We sit together at The Sugar Maples bar, side by side, and like Rip Van Winkle, we drink the numbing nectar of somnambulance and wait, anxiously, for the world to change around us, to accept us, to approve.

•   •   •

M
y father and I spend every weekend together: he arrives in Forest Hills on Friday afternoon, parking his car in my high school rotunda and waving me over with a cold bottle of cola he has waiting on the passenger-side floor. He lets the motor idle; my classmates and I pour out of the building and into the street, and while they pair up and head out to a nearby pizzeria for a snack, I spy my father's car; I get in, we drive away. We have late lunches and early dinners at restaurants my mother would never dare set foot in, which my father fetishizes as being real, authentic
New York: The Belmore Cafeteria, which smells like puke and Lysol, and where my new Bass Weejuns stick to the floor, and the chocolate brown gravy on the spongy gray meatloaf comes out of an industrial food service can. We go to The Automat, where we open small plastic doors to retrieve our food: rubbery orange cheese sandwiches on white bread, and cold blueberry pie on a thick, pasty crust that attaches itself to the roof of my mouth like dental putty. We sit at the counter next to off-duty cops at Brennan and Carr, and gorge ourselves on warm roast beef sandwiches drenched in
jus
that dribbles down my chin and onto the pressed Brooks Brothers oxford cloth shirts and khakis that my father has taken to outfitting me in since the divorce.

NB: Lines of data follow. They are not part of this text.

Issue #158, opened 2023-05-24
Custom Bloodhound customqueries.json in my-resources/setup


scrt-gbe:
Dear team,

I have my own Bloodhound customqueries.json file and its integration could be eased if Exegol could integrate it natively when starting a new project.

Could you add support so that one can place a Bloodhound customqueries.json file in my-resources/setup ?

Thanks in advance

ShutdownRepo:
That's a good idea!
Moving the topic to Exegol-images

Dramelac:
Merged in #181, feature available in nightly image and will be release in every image tag with the next stable version.

PR #163, opened 2023-06-06
Add BloodHound customqueries support to my-resources

gbe:
# Description

This PR is to address the wish https://github.com/ThePorgs/Exegol-images/issues/158

This code is untested as I have not figured out yet how to run the Exegol python wrapper with a custom image.
Nevertheless, I think it should work.

As a Git folder cannot be commited empty, I ended up commiting an empty customqueries.json file in the skel bloodhound directory. This is why there is a test to check if the filesize is greater than zero before overwriting the default Exegol one.

At least that way the structure is communicated to the end user who wants a custom customqueries.json file.

Feedbacks welcome

### DIFF
--- a/sources/assets/bloodhound/bloodhound_customqueries_merge.py
+++ b/sources/assets/bloodhound/bloodhound_customqueries_merge.py
@@ -1,0 +1,58 @@
+#!/usr/bin/python3
+
+import json, os, sys
+
+if len(sys.argv) != 2:
+    print("Error: Please provide the path of the directory containing the user's customqueries to merge with the Exegol image one.")
+    exit(1)
+
+directory_in = sys.argv[1]
+
+if not os.path.isdir(directory_in):
+    print("Error: The provided argument is not a valid directory path.")
+    exit(2)
+
+customqueries_file = "/root/.config/bloodhound/customqueries.json"
+
+
+# Open the file for reading
+try:
+    with open(customqueries_file, "r", encoding='utf-8') as file:
+        content = file.read()
+except Exception:
+    print(f"Unable to read '{customqueries_file}'")
+    exit(3)
+
+
+# List the files from directory_in ending with .json
+if os.path.exists(directory_in) and os.access(directory_in, os.R_OK):
+    additional_queries_files = [os.path.join(directory_in, file) for file in os.listdir(directory_in) if file.endswith(".json")]
+else:
+    print(f"The directory '{directory_in}' does not exist or is not readable.")
+    exit(4)
+
+
+# Append additional queries
+json_data = json.loads(content)
+extended = False
+
+for queries_file in additional_queries_files:
+    try:
+        if os.path.getsize(queries_file) > 0:
+            with open(queries_file, "r") as file:
+                additional_queries_dict = json.load(file)
+                json_data["queries"].extend(additional_queries_dict["queries"])
+                extended = True
+    except Exception:
+        print(f"Unable to read '{queries_file}'")
+        exit(5)
+
+
+# Save the modified content back to the file
+if extended is True:
+    try:
+        with open(customqueries_file, "w", encoding='utf-8') as file:
+            file.write(json.dumps(json_data, indent=4))
+    except Exception:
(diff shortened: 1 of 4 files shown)


Dramelac (changes requested):
Hello @gbe , thank you for the suggestion / help !

The problem with this approach is that once the user defines custom queries in my-resources, they will no longer benefit from the future custom queries provided in the official image.

Ideally, you'll need to find a mechanism for merging the 2 files, keeping the official custom queries and adding the user's own.

Perhaps a merge can be performed with jq (maybe something like https://stackoverflow.com/a/24904276 I haven't had time to look into this in detail).
Or another "manual" method where the list is reconstituted

Dramelac:
Tips: to test your code, don't hesitate to create a test exegol container to copy your update to `/.exegol/load_supported_setups.sh` and run the same script again.

If you have any questions or comments, don't hesitate to come back to us here or on the discord server.

gbe:
Hi @Dramelac and thank you for your feedback and tips about `/.exegol/load_supported_setups.sh`

I understand your point about merging with Exegol's customqueries.json. In fact, it was something I had in mind as a second step, as I am getting familiar with Exegol's code.

I have adapted my PR. Now, instead of overwriting/replacing (my initial PR), or merging (your suggestion), I adapted to enable both options depending on the user's choice.
So now the user can choose either to replace, or to merge. The choice is done by putting the user's file in the right folder.

About the merging, I did it with a custom Python script. I am an average Python developer (lol), so there are certainly rooms for improvement. I gave it a short go with JQ but could not achieve the goal I was already reaching with Python.

In fact, the whole reason I started with this PR is that I dislike the category names in Exegol's customqueries file which makes no sense in my opinion and make me lose time when in an engagement..
So I had already developed for my personal need this Python script to rename Exegol's categories + merge with my own queries.
The commited Python script was stripped of the renaming to only keep the merge.

I added a README.txt file to guide the users as well.

Any thoughts?

ShutdownRepo:
Regarding the merge, you should check the following tool: https://github.com/Acceis/bqm
It's been added to Exegol and seems to work fine for what you're describing

Regarding the default categories, they were meant as a joke at first, but if you feel like other category names would make more sense and be more practical, you should do a PR on the custom queries file and change the categories, I'll be happy to review & merge. You could also add your own queries there if you like :wink:

I'll let @Dramelac do the review here as he's behind the my-resources feature

gbe:
Hi @ShutdownRepo,

I gave the ruby tool bqm a try, and indeed it also merge the files correctly and could be another alternative to my python script, but I found a couple of limitations:

1/ It seeks for the dataset config file in a few places but does not offer the option of picking a custom one on the command-line. Indeed, by default, there are several sets (https://github.com/Acceis/bqm/blob/master/data/query-sets.json), but we need a custom query-sets.json which is going to be empty if the user does not have any customqueries to merge from my-resources.
We could of course replace temporarily the default query-sets and then restore it.

2/ It only supports the HTTP protocol. This means that in the current state of bqm, we would need to spawn a temporary HTTP server with `python3 -m http.server` (not ideal in my opinion).

Should I create an issue for each?

ShutdownRepo:
Bqm creator @noraj is pretty reactive, so if there's a need to improve bqm in a way that's useful to its users I guess it can be done, what do you think @noraj ?
If using a custom merge is better though, go for it, or maybe start to implement the bloodhound custom query my-resources feature in a simpler manner and improve later on 🤷‍♂️

noraj:
I could implement some stuff yes, please ooen issues, I'll do it soon.

noraj:
I added a CLI option to merge local custom queries files as well as remote ones (rather than manipulating the dataset file as suggested).

https://github.com/Acceis/bqm/releases/tag/v1.4.0

noraj:
bqm v1.5.0 is out https://github.com/Acceis/bqm/releases/tag/v1.5.0

gbe:
Closing this PR. Another PR was created in https://github.com/ThePorgs/Exegol-images/pull/181 to ease the review.

Thanks @noraj for the version 1.5.

PR #167, opened 2023-06-15
Fix variable in bloodhound custom query

nodauf:
# Description

The query **Kerberoastable users and where they are AdminTo** was invalid as it was returning the variable **u** and using the variable **u1**.
The variable was renamed to **u** to keep consistency with other queries


ShutdownRepo:
Glad you caught that! Merging now

PR #176, opened 2023-06-26
Update to the new repository of CME

mpgn:
# Description

CME is now located on https://github.com/mpgn/CrackMapExec

# Related issues

# Point of attention


mpgn:
I think I don't understand, can you do it ? I don't care if it's a commit from me or not ^^

PR #182, opened 2023-07-02
Add zsh alias 'ws' to quickly change directory to the workspace

gbe:
When doing an assessment, I found it painful to regularly have to type `cd /workspace`.
I ended up adding a simple zsh alias: `ws`

The goal was for the alias to be as simple as `cd`.

Unless there is another trick to efficiently go back to the workspace folder, I thought maybe other users would appreciate this simple contribution.


Dramelac (approved):
What a nice idea! Thank you!

QU35T-code (approved):

ShutdownRepo (approved):

ShutdownRepo:
No need for the pipeline, merging now, thank you for the nice addition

Gone are my stiff Wranglers, my rodeo belts, my fringed jackets, my pearl-snap gingham yoked shirts, and my Dingo boots: my father has assembled a new wardrobe for me—a new persona—that exudes conventionality and traditionalism and old WASP wealth and security. It's a carapace of safety, a way to fend off the bedlam that we have both grown up with, and I crave it the way an alcoholic craves a scotch; I slip into this Presbyterian facade like a hand into a velvet glove. Conformity will allow me to leave the past behind, he believes, and propel me into a different, more predictable kind of world, where children aren't beaten or preyed upon, and life itself is orderly and fair. There are monogrammed Shetland sweaters in murky Scottish colors of pine and heather; wide wale corduroys in emerald greens and Pepto-Bismol pinks; high-necked Carroll Reed turtlenecks emblazoned with ducks and lobsters, which my father buys for me by the dozen. There's an Irish fisherman sweater that smells of sheep lanolin and salt,
and is so thick that when I wear it, I can't bend my arms; a navy blue Brooks Brothers blazer purchased for me in the boy's department, where he believes the clothes are better made; there are square-toed Docksides, round-toed Top-Siders, shin-high L.L. Bean duck boots, and low rubber moccasins and lace-up brown Bluchers and band-sleeved Lacostes in every shade and a wool plaid-lined hunting coat the color of burning sugar, which has an interior pocket the width of my back, to carry home dead ducks from my hunting party. For Thanksgiving at Aunt Sylvia's house, the first since the divorce, he buys me a special outfit: a black cashmere turtleneck and floor-length Black Watch kilt held closed with a safety pin the size of a harpoon; I carry a dark gray, wooden-handled Bermuda bag containing a linen hankie and a tube of ChapStick. I comb my thick, frizzy, shoulder-length hair back, attach a green-and-white grosgrain band to my head like a clamp, and spray it in place with Aqua Net; it's so tight that I spend the evening looking surprised.